The next step involves clustering the descriptor vectors to group snapshots that are similar, where each cluster is considered a binding mode. To perform this clustering, we applied K-means clustering. K-means is a nice choice because of the large number of datapoints and comparatively large descriptor vectors. Contrastingly, K-means is a challenging choice because the number of clusters, k, must be specified.

To determine, k, we used a novel approach where we looked at the variance and range of cluster populations over repeated clusterings. We chose this approach because inertial graphs showed now elbow and we reserved silhouette methods for cluster confirmation because we lacked a readily available group truth. To explain our method, we show the following figure:

dif_k_smaller_2.png

In this image, it is clear that k can be 4 or 3.

For a given k, if one were to invoke K-means multiple times, the one could sort the populations of the resulting clusters. When K is a number for which there is a “natural” clustering (be it 3 or 4) then the populations of all clusters will, on the average, have comparatively little variance. On the other hand, if one uses an incorrect number of clusters like 5, then K-means will be forced to assign cluster membership in a non-reproducible way.
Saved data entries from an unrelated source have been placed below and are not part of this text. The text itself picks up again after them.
PR #15770, opened 2022-10-11
Change default scratch mode to lisp-interaction-mode

dalanicolai:
As Spac(Emacs) users are probably primarily (office-)workers of the more adventurous kind, the initial scratch mode should really be `lisp-interaction-mode` (like in vanilla Emacs), where lexical binding is the default.

Also, this helps to prevent (new) users from accidentally setting it to `emacs-lisp-mode` (without lexical binding).

### DIFF
--- a/core/core-dotspacemacs.el
+++ b/core/core-dotspacemacs.el
@@ -238,12 +238,16 @@ This has no effect in terminal or if \"all-the-icons\" is not installed."
   'boolean
   'spacemacs-dotspacemacs-init)
 
-(spacemacs|defc dotspacemacs-scratch-mode 'text-mode
+(spacemacs|defc dotspacemacs-scratch-mode 'lisp-interaction-mode
   "Default major mode of the scratch buffer."
   'symbol
   'spacemacs-dotspacemacs-init)
 
-(spacemacs|defc dotspacemacs-initial-scratch-message 'nil
+(spacemacs|defc dotspacemacs-initial-scratch-message
+  ";; Initial mode for this buffer is configurable via the
+;; `dotspacemacs-scratch-mode' variable.
+;; In the current mode, evaluate lisp code using the major-mode
+;; `, e'-prefix keybindings.\n\n"
   "Initial message in the scratch buffer."
   '(choice (const nil) string)
   'spacemacs-dotspacemacs-init)
--- a/core/templates/.spacemacs.template
+++ b/core/templates/.spacemacs.template
@@ -219,8 +219,8 @@ It should only modify the values of Spacemacs settings."
    ;; (default `text-mode')
    dotspacemacs-new-empty-buffer-major-mode 'text-mode
 
-   ;; Default major mode of the scratch buffer (default `text-mode')
-   dotspacemacs-scratch-mode 'text-mode
+   ;; Default major mode of the scratch buffer (default `lisp-interaction-mode')
+   dotspacemacs-scratch-mode 'lisp-interaction-mode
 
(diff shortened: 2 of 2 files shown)


robbyoconnor:
I am against this because I use the scratch buffer for well..storing text content I need temporarily and it's not always lisp/elisp. 

Just set this in your config.

dalanicolai:
Haha! Well personally, (obviously) I think it should be the other way around (text-mode should be set in the config).
and there is no reason to differ from the Emacs default. Also, I am not sure if you have seen it, but I have added an info text to the scratch buffer, that informs users about the possibility to set the mode via the `dotspacemacs-scratch-mode` variable (info that is currently lacking).

Let me state some arguments for this 'proposal':
- I would love every Emacs user to realize (s)he can enjoy some fun and use Emacs lisp also
- otherwise (new) users might wrongly set the scratch buffer to emacs-lisp-mode (which is mainly what I would like to prevent here)
- it is anyway nice to inform (new) users about how they can set their preferred mode via the dotfile
(which is a tiny operation, also, for users who prefer text mode)

I guess it comes down to if we prefer to sell Emacs the editor, or Emacs the virtual lisp machine.

Anyway, good to hear your opinions. So let democracy decide then...

EDIT
I was just thinking... one can perfectly store text in a lisp buffer also, but I agree that is not ideal, it might get auto (re)formatted

lebensterben:
we can keep the current default (text-mode) but expand the documentation.

lebensterben:
> Also, this helps to prevent (new) users from accidentally setting it to emacs-lisp-mode (without lexical binding).

I don't know about this. Do you have any source about lisp-interaction-mode on lexical binding?

dalanicolai:
It is stated [here](https://www.gnu.org/software/emacs/manual/html_node/elisp/Using-Lexical-Binding.html), just below the introduction of the lexical-binding variable, same for IELM mode...

lebensterben:
emacs-lisp-mode by default doesn't have lexical binding unless lexical-binding is t.

but this won't affect eval-print-last-sexp or most eval-* commands because they always enable lexical binding.

the only difference is for eval-buffer.

smile13241324:
To be honest I think which mode the scratch buffer is set to by default is a pretty opinionated decision. I for example have my scratch buffer set to "org-mode" as I tend to do some planning for my current task in there. For elisp evaluation I think "M-:" for inline evaluation is much more convenient for small scripts. Everything else can be done directly with the standard eval bindings or in a proper repl.

Anyway I think there is no right decision here, however I would rather like to have Spacemacs seen as a ready to use IDE or advanced editor than as a generic lisp evaluation engine. Therefore I find standard texts in the scratch buffer about how to execute lines of code in a certain language rather inconvenient.

When people want to start contributing code they can still pick up all the details about lisp but this is not the only way to contribute nor is elisp code the only code one can write emacs packages in or is preferred in anyway i.e. treemacs is partly based on python and many packages have native cores etc.

So my personal opinion is to keep Spacemacs in IDE mode by default this is just work without pointing users to internals or force them through a basic lisp tutorial hence don't fill in a buffer for personal notes with helpful messages about script evaluation which will most likely only be used when Spacemacs itself is modified. Also keep the default for the scratch buffer with a default text-mode and have users set it to something more language specific when they feel the need for.

dalanicolai:
Okay... looks like it is more opinionated than I expected. Personally, I would like to lure users into helping to fix/investigating bugs, and make nice lisp contributions. But of course your perspectives are equally 'valid'.

So, I guess we can simply close this PR then.

Thanks all for your feedback!

PR #15776, opened 2022-10-17
spacemacs-modeline: do not dependent on the neotree

sunlin7:
The `spacemacs-modeline` dependent on the `neotree` layer, but Spacemacs prefer `treemacs` as default file tree browser.
https://github.com/syl20bnr/spacemacs/blob/264a8ffc203a3215623330576941d1722bbee1e4/layers/%2Bdistributions/spacemacs/layers.el#L31

This change apply the function only when the `neotree` layer is used.


smile13241324 (approved):
looks good

sunlin7:
Thank you !

PR #15779, opened 2022-10-19
Add `shell-scripts-shfmt-args` variable

Ralph7C2:
This adds a variable to the `shell-scripts` layer to allow passing arguments through to the `shfmt` package.

### DIFF
--- a/CHANGELOG.develop
+++ b/CHANGELOG.develop
@@ -349,6 +349,8 @@ In org-agenda-mode
   - Add ~o~ to link-hint-open-link in woman-mode
 ***** Shaders
 - =shaders= layer has been moved to =gpu= layer.
+***** Shell-scripts
+- Add variable =shell-scripts-shfmt-args= to pass through arguments to =shfmt= package.
 ***** Syntax checking
 - Key bindings (thanks to Loris Lucido):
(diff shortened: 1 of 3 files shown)


sunlin7:
The `shfmt-arguments` is defined as a custom variable, shall we define a generic varaible to control the custom variable?

https://github.com/purcell/emacs-shfmt/blob/12ed73dafe0df62704c048b20ad9a31994625dbc/shfmt.el#L61

Ralph7C2:
I'm not sure I fully grasp what you mean there. Is that how one would normally configure a custom variable in a layer's package, or is it standard just to configure the variable directly and not passthrough like this PR is adding?

sunlin7:
If we didn't change the package's custom variable in Spacemacs repo, it's no necessary to define a variable and pass the value to the package's variable.
If Spacemacs prefer a non-default behavior from a package, it will define a variable and pass it to the package to change its default behavior, writing down the variable document and examples in the layer's README.org also required.

smile13241324 (approved):

smile13241324:
If this is something we expect people to configure often I see no issue in adding the variable to the layers package, however it is not strictly necessary, i.e. many config variables in the LSP layer are directly moved to the emacs-lsp package.

smile13241324:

This, in turn, leads to variance in the population of the clusters. While smaller numbers without variance are valid choices (like 3 rather than 4), larger numbers allow for finer cluster-structure to be revealed. We see this in an example from one of the alkyl aryl phosphates that we studied.

dif_k_2_top-2.png

Here, the x-axis indicates the value of k and the red-and-blue coloring represent the variance and range over 10 clusterings for that k. Visually, there are 7 binding modes for this system.

Results

Before reporting results we perform two sanity checks: the first validates the simulations in the context of clusters and the second validates our clusters.

Ensemble Equilibration

To confirm that our simulations and partitions are valid (and choose a subset of snapshots on which to perform clustering - more details in publication) we plot the cluster populations against the time coordinate of the simulations. We observe asymptotic population behaviour (equilibration) and are therefore confident about our simulations and clusters.

population_over_time.png

Silhuoette Matrix

Because we lack a readily obtainable group truth, we use a silhuoette approach to evaluate the cluster quality. Here, we show the result for the same ligand whose k-selection graphic is shown above.

asdf.png

For each cluster, a random subset of descriptor vectors are chosen and associated with each cluster number (number being population rank). An RMSD similarity operation was performed between each invluded vector, with more similar vectors resulting in a darker green color. Hence, we see that the clusters that we obtain are more-similar than dissimilar. Notably, the smaller-k option revealed in the population-variance graph reveals itself here as a macro-structure block of mild similarity among the 4 most populated modes.

Contact Tables

Confident in our simulations and clustering, we report results in a compact, biologist-friendly result, shown here.

contact_table.png

This contact table describes the behaviour of one dialklyl aryl phosphate with butyrylcholinesterase. Each row is a binding mode and each column is an amino acid that is found in the binding pocket of butyrylcholinesterase. The columns are grouped-and-colored according to literature about important sets of amino acids. Entries in this matrix are the most prominent functional group and the color of an entry is the type of intermolecular interaction that is expected based on the chemistry of the amino acid and the functional group. Again, we see large similarity between the first 4 binding modes, but very different behaviour for the less populated modes.